== Your objective ==
Once the line containing "support _append_backward_ops_with_checkpoints_ in control flow" is found, set down that line and each one after it exactly, through the end of the entries.

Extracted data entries
·····

PR #21851, opened 2019-12-19
control flow: support optimizer called

liym27:
## Support that `optimizer` is called and loss is created in control flow `switch`.

Example 1:  `loss` and `optimizer` are both in control flow
```
def fn_1():
    loss = layers.mean(cross_entropy_loss)
    adam.minimize(loss)

def fn_2():
    loss = layers.mean(softmax_loss)
    adagrad.minimize(loss)

layers.case([(switch_id==id, fn_2)], fn_1)
```
Example 2:   `optimizer`is in control flow, but `loss` is in parent block
```
loss = layers.mean(cross_entropy_loss)
def fn_1():
    adam.minimize(loss)

def fn_2():
    adagrad.minimize(loss)

layers.case([(switch_id==id, fn_2)], fn_1)
```
### (1) backward network
**Before:**   if loss is in control flow,  the grad ops corresponding to foreward ops in parent block are not appended.
**This PR:**  append all needed grad ops and build a complete backward network.

### (2) optimize ops
**Before:**   if `optimizer` is in control flow,  the optimize ops appended in **global block**
**This PR:**  The optimize ops appended in **sub grad block**
small PR https://github.com/PaddlePaddle/Paddle/pull/21791

### (3) conditional_block_grad
Grad op `conditional_block_grad` can't be appended when calling `optimizer.minimize()`,  manually append `conditional_block_grad` in control flow.
small PR https://github.com/PaddlePaddle/Paddle/pull/21798
...

---

image

### DIFF
--- a/python/paddle/fluid/backward.py
+++ b/python/paddle/fluid/backward.py
@@ -1182,6 +1182,7 @@ def append_backward(loss,
             if program._appending_grad_times > 1:
                 input_grad_names_set = set([_append_grad_suffix_(loss.name)])
 
+        # Todo: support _append_backward_ops_with_checkpoints_ in control flow
         if checkpoints != None and \
                 isinstance(checkpoints, list) and \
                 len(checkpoints) > 0:
@@ -1197,7 +1198,7 @@ def append_backward(loss,
                     checkpoints)
         else:
             _append_backward_ops_(
-                block,  # the block where forward ops are#
+                block,  # the block where forward ops are in
                 op_path_dict[block_idx],
                 target_grad_block,
                 no_grad_dict,
@@ -1205,14 +1206,15 @@ def append_backward(loss,
                 callbacks,
                 input_grad_names_set=input_grad_names_set)
 
-        # Because calc_gradient may be called multiple times,
-        # we need rename the internal gradient variables so that they have
-        # different names.
-        _rename_grad_(block, block_fwd_op_num_dict[block_idx], grad_to_var, {})
-
     grad_info_map = dict()
     fwd_op_num = block_fwd_op_num_dict[
         current_block_idx] if not is_in_control_flow else 0
+
+    # Because append_backward may be called multiple times,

·····

== Exercise solution ==
+        # Todo: support _append_backward_ops_with_checkpoints_ in control flow
         if checkpoints != None and \
                 isinstance(checkpoints, list) and \
                 len(checkpoints) > 0:
@@ -1197,7 +1198,7 @@ def append_backward(loss,
                     checkpoints)
         else:
             _append_backward_ops_(
-                block,  # the block where forward ops are#
+                block,  # the block where forward ops are in
                 op_path_dict[block_idx],
                 target_grad_block,
                 no_grad_dict,
@@ -1205,14 +1206,15 @@ def append_backward(loss,
                 callbacks,
                 input_grad_names_set=input_grad_names_set)
 
-        # Because calc_gradient may be called multiple times,
-        # we need rename the internal gradient variables so that they have
-        # different names.
-        _rename_grad_(block, block_fwd_op_num_dict[block_idx], grad_to_var, {})
-
     grad_info_map = dict()
     fwd_op_num = block_fwd_op_num_dict[
         current_block_idx] if not is_in_control_flow else 0
+
+    # Because append_backward may be called multiple times,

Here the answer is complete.